ABOUT THIS EXERCISE
In the entries that follow, how many lines hold the string "WndSets"? Give only that number.

MATERIAL TO PROCESS
-- Opening Marker --

PR #4292, opened 2021-03-21
fix off-by-one maxUsers check on session init

zachreizner:
The returned number of users from `getUsersWithAddress` will include the already connected user. The predicate `>= maxUsers` is incorrectly assuming that the new user is not already counted by `getUsersWithAddress`. This change corrects this off-by-one error by only closing connections after their are strictly too many users.


ZeldaZach:
Ahh, nice catch! Thanks for the quick fix :)

PR #4293, opened 2021-03-24
add more info to dialogs

ebbit1q:
adds descriptive strings to the register, password reset request,
password reset challenge request, password reset token dialogs
adds tip to set manager to use ctrl a to select all sets
change sizes in set manager
moves default server info to settings instead of having it hardcoded in
each dialog

default size of sets manager is now this
image

### DIFF
--- a/cockatrice/src/dlg_manage_sets.cpp
+++ b/cockatrice/src/dlg_manage_sets.cpp
@@ -131,12 +131,12 @@ WndSets::WndSets(QWidget *parent) : QMainWindow(parent)
     labNotes->setOpenExternalLinks(true);
     labNotes->setText(tr("Use ctrl+a to select all sets in the view.") + "<br><b>" + tr("Deck Editor") + ":</b> " +
                       tr("Only cards in enabled sets will appear in the card list of the deck editor.") + "<br><b>" +
-                      tr("Card Art") + ":</b> " + tr("Image priority is decided in the following order:") + "<ol><li>" +
-                      tr("CUSTOM Folder") +
-                      " (<a href='https://github.com/Cockatrice/Cockatrice/wiki/Custom-Cards-%26-Sets"
-                      "#to-add-custom-art-for-cards-the-easiest-way-is-to-use-the-custom-folder'>" +
-                      tr("How to use custom card art") + "</a>)</li><li>" + tr("Enabled Sets (Top to Bottom)") +
-                      "</li><li>" + tr("Disabled Sets (Top to Bottom)") + "</li></ol>");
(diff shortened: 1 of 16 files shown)


cockatrice/src/dlg_manage_sets.cpp
```diff
@@ -128,16 +129,17 @@ WndSets::WndSets(QWidget *parent) : QMainWindow(parent)
     labNotes->setWordWrap(true);
     labNotes->setTextInteractionFlags(Qt::TextBrowserInteraction);
     labNotes->setOpenExternalLinks(true);
-    labNotes->setText("<b>" + tr("Deck Editor") + ":</b> " +
-                      tr("Only cards in enabled sets will appear in the card list of the deck editor") + "<br><br>" +
-                      "<b>" + tr("Card Art") + ":</b> " + tr("Image priority is decided in the following order") +
-                      "<ol><li>" + tr("CUSTOM Folder") +
+    labNotes->setText(tr("Use ctrl+a to select all sets in the view.") + "<br><b>" + tr("Deck Editor") + ":</b> " +
```
tooomm, line 132:
```suggestion
    labNotes->setText(tr("Use CTRL+A to select all sets in the view.") + "<br><b>" + tr("Deck Editor") + ":</b> " +
```

<br>

Regarding all hintsGrid:
Don't you think the extra line breaks were useful?
Because of how lists are displayed you now have two blocks, but the second block being bullet points of the last element of the first block. The connection and context is not as clear now as seen in your screen.

Yours:


Compared to what is currently in client:
hints

ebbit1q: I wanted to make it smaller, it's taking up a lot of space

tooomm: I see, sure. Both not ideal. :)

ebbit1q:
image
I made the dialog hint a little smaller again

ebbit1q:
in order to make the list smaller I stopped disabled sets from being used for image art, this resulted in a >1% performance increase as shown with the added timer

ebbit1q:
I removed a few needless entries to the server dialog settings, among which a password entry that saves the password you used last in the register or recover dialog, whether you want it or not............
None of these entries are used anymore since the new login dialog was added, even though they all accounted for entries to be used by the old dialog they now do nothing.
Its possible to adjust these changes to try to mess with the new login dialog but imo it's not worth it because it doesn't in the current state.
I also fixed the remove function, which used to remove an entry but not move all other entries back by one.

ZeldaZach (approved):

PR #4295, opened 2021-03-25
remove arch workaround

ebbit1q:
workaround introduced in #4258 
the package used seems to no longer be live, first testing if it can be removed entirely before updating it.


ebbit1q:
the issue seems to have been resolved, this is ready to merge

Issue #4290, opened 2021-03-20
judges share hidden card information while taking actions on unknown cards


ebbit1q:
judges forcing players to take an action share results in the server giving the player the name of the hidden card

this happens when peeking at cards or when taking a card from their library

in addition, the judge taking the action isn't given any information at all

_______________________________________________________________________________________

**Steps to reproduce:**
 - create a server then create a game spectating as judge, this is easy to do by editing the server config to allow this since #4281 (joining as judge is done by holding shift)
 - have two players join and start a game, this can be done by just launching the client multiple times and having them join the local server
 - on the judge client, look at one of the players' libraries then grab a card from it face down by dragging it and holding shift
 - peek at the card face

both when the card is taken and when peeking, the card name is leaked

PR #4297, opened 2021-03-26
send hidden info to judge instead of player

ebbit1q:
## Related Ticket(s)
- Fixes https://github.com/Cockatrice/Cockatrice/issues/4290

judges can force an action to be taken by a player, this will tell the player instead of the judge any hidden information in generated event messages

- the private event message is instead sent to the judge

this has been tested with the judge as spectator.
this is a server only change, older clients are compatible, no part of the actual protocol is changed.
this change displays some glaring issues with the judge mode, such as how things are shown to players in the message log and in corner cases the judge's client does not correctly handle clearing memory and might crash.
I have decided these issues are client side and outside the scope of this change.

### DIFF
--- a/common/server_response_containers.cpp
+++ b/common/server_response_containers.cpp
@@ -55,9 +55,11 @@ void GameEventStorage::sendToGame(Server_Game *game)
 
     GameEventContainer *contPrivate = new GameEventContainer;
     GameEventContainer *contOthers = new GameEventContainer;
+    int id = privatePlayerId;
     if (forcedByJudge != -1) {
         contPrivate->set_forced_by_judge(forcedByJudge);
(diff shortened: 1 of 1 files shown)


ebbit1q:
reproduction steps for crash (caused on client side, I'll include this in a ticket after it this is merged)
1. create game with judge as spectator
2. have a player join, and start a game
3. the judge views the player's library
4. the player leaves the game
4. alternatively, the player concedes and starts the game again

this will lead to a crash in the code of the card view zone, it's therefore likely this is caused by earlier changes to card views https://github.com/Cockatrice/Cockatrice/pull/4263

ZeldaZach (approved):

PR #4302, opened 2021-04-01
Fix 4294

### LINKED ISSUE #4294: Prefill forgot password dialog with info from selected server
The `Forgot Password` dialog should know which server is currently selected and populate the related+stored server and user information to its dialog when opened to request a new password.
Currently, it's always pre-filled with the last successfully connected server, not the actual selection.

Join server A
Disconnect
Open Connect dialog
Server A will be preselected
Select server B
Join server B
Disconnect
Open Connect dialog
Server B will be preselected
Select server A
Click Forgot Password
It will be prefilled with the details from server B (last connected one) + your user name from server B

It should have all info from server A instead as that is your selection.
Users can not even copy and paste the server data from the connect dialog, one has to type them which is annoying and an easy source for errors.

This is probably a leftover when the connect dialog got changed ~2 years ago. Before, the `Forgot Password` button was more general and not as connected to the login fields which are now tied to the server selection as well.

ebbit1q:
## Related Ticket(s)
- Fixes #4294

restoring passwords is hard

- restore password will use the currently entered information in the connect dialog
- a menu item that starts the restore password dialog directly is added

### DIFF
--- a/cockatrice/src/dlg_connect.cpp
+++ b/cockatrice/src/dlg_connect.cpp
@@ -347,6 +347,11 @@ bool DeleteHighlightedItemWhenShiftDelPressedEventFilter::eventFilter(QObject *o
 
 void DlgConnect::actForgotPassword()
 {
+    ServersSettings &servers = SettingsCache::instance().servers();
+    servers.setFPHostName(hostEdit->text());
+    servers.setFPPort(portEdit->text());
+    servers.setFPPlayerName(playernameEdit->text().trimmed());
+
     emit sigStartForgotPasswordRequest();
     reject();
 }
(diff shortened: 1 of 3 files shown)


tooomm:
>    restore password will use the currently entered information in the connect dialog

👍 

>    a menu item that starts the restore password dialog directly is added

We have now two names in the client for the same thing.
The old button and the dialog is labelled `Forgot Password`, the new option is labelled `Restore Password`. Not ideal for users and translations.

Not so sure if that additional menu entry actually helps that much.
If you think the current button is difficult to find, it might be better to improve that or keep it in mind with the new and redesigned combined connect/register dialog.

ebbit1q:
> We have now two names in the client for the same thing.
> The old button and the dialog is labelled `Forgot Password`, the new option is labelled `Restore Password`. Not ideal for users and translations.
> 
> Not so sure if that additional menu entry actually helps that much.
> If you think the current button is difficult to find, it might be better to improve that or keep it in mind with the new and redesigned combined connect/register dialog.

"forgot password" on a button is not correct english, the button should express the action that is taken, not the situation

tooomm:
Do you sichert

ebbit1q:
either works

ebbit1q:
feel free to pr that

PR #4318, opened 2021-04-18
change number dialog defaults

ebbit1q:
all dialogs in the player now have a sane maximum and retain their last entered value.


tooomm (approved):
👍

PR #4324, opened 2021-04-26
Closes all library views when shuffled (#4261)

### LINKED ISSUE #4261: Shuffling invalidates all views but doesn't notify them
When you have a card view window open and shuffle you can still manipulate the view and grab cards that now have different ids that will be treated as the original card, eg pulling a card with a p/t set will set the p/t on the card that is pulled but because it is a different card now the p/t will not match.

**Steps to reproduce:**
 - Load this deck: 
 ```
1 savannah lions
100 plains
```
 - Start a local game with this deck
 - Press f3 to view the library
 - Press ctrl + s to shuffle
 - Drag savannah lions into play
 - 99% chance you will place a 2/1 plains into play
 - Note that the view will have updated and removed the lions, reopening it reveals it never left

marsnicholas:
## Related Ticket(s)
- Fixes #4261 

Library views would be invalidated when a player shuffled

The library views will be closed on when the library is shuffled


ebbit1q (approved):
works as intended.

does not send the close message to the server, this message is pointless anyway as clients can send this message whenever they'd like (I'm going to remove it)

all views are closed when cards that aren't viewed are randomized, this is less than ideal but not a dealbreaker but it should be possible to check which cards are viewed and which cards are being shuffled at that moment. (clients shuffle parts of their library when they move cards to the bottom of their library in a random order)

tooomm:
Does it make sense to add e.g. '.vc' to the gitignore file to prevent local detection?

ebbit1q:
> Does it make sense to add e.g. '.vc' to the gitignore file to prevent local detection?

yes, I asked them to do so through discord

PR #4327, opened 2021-04-30
open decks and replays from file system

djpiper28:
uses qlocalserer and qlocalpeer with filelocks to make clicked links in file system open in the active cockatrice instance. requires the mime type to be installed to work. linux only at the moment as windows requires registry changes to get it to be recognised as the default application for .cor/.cod files. all platforms should work but would need the user to manually select it.

## Related Ticket(s)
none

Replays and decks must be opened in the client, this adds a feature to open them from the file system.

- added qtlocalpeer which is the backend to the inter process communication
- added the code to parse the arguments that are parsed by xdg-open (separate from the current argument parser)
- the application instance manager is a short wrapper class from qbittorrent which makes the qtlocalpeer easier to work with
- added the mime type definition and the script to install the mimes on a linux system

## Screenshots

https://youtu.be/LMScvDbK4a8 is a video of it working


cockatrice/src/dlg_connect.cpp
```diff
@@ -332,6 +332,36 @@ QString DlgConnect::getHost() const
     return hostEdit->text().trimmed();
 }
 
+void DlgConnect::setServer(QString serverName, QString address, unsigned int port)
```
djpiper28, line 335: this code should not be here my bad

ebbit1q:
:eyes: looks like it actually compiled

djpiper28:
It does compile but I don't like using th home folders name for the instance id. But it does compile so I might not change it.

djpiper28:
> How's this coming along? Is it ready to be tested?

Yeah it works, however the file association has to be setup manually.

PR #4338, opened 2021-05-09
add werror flags when making a debug build using llvm

ebbit1q:
this would get bugs like
https://github.com/Cockatrice/Cockatrice/pull/4337
get signalled earlier to us

macos builds do not fail on warnings, this is a useful feature that can give an advance warning of a bug that would be exclusive to macos

- adds the same flags used for gcc to llvm, hoping they do the same thing


ebbit1q:
please, undo that

it didn't build correctly

PR #4345, opened 2021-05-10
do not edit the zone currently iterated on

ebbit1q:
## Related Ticket(s)
- reverts #4340 and  #4341 which were fixes that didn't work

unattaching cards invokes the moveCard function which changes the
internal cards list

this can cause the iterator to become invalidated which will crash but
because of the data not always being moved it will often still work as
intended, giving the idea that it is random

- cards will no longer be unattached when a player leaves play if both cards are controlled by the same player
  - this is unnoticeable to clients as in the same event that player will have all their cards deleted regardless


ZeldaZach (approved):
This makes sense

-- Closing Marker --

SOLUTION TO THE EXERCISE
2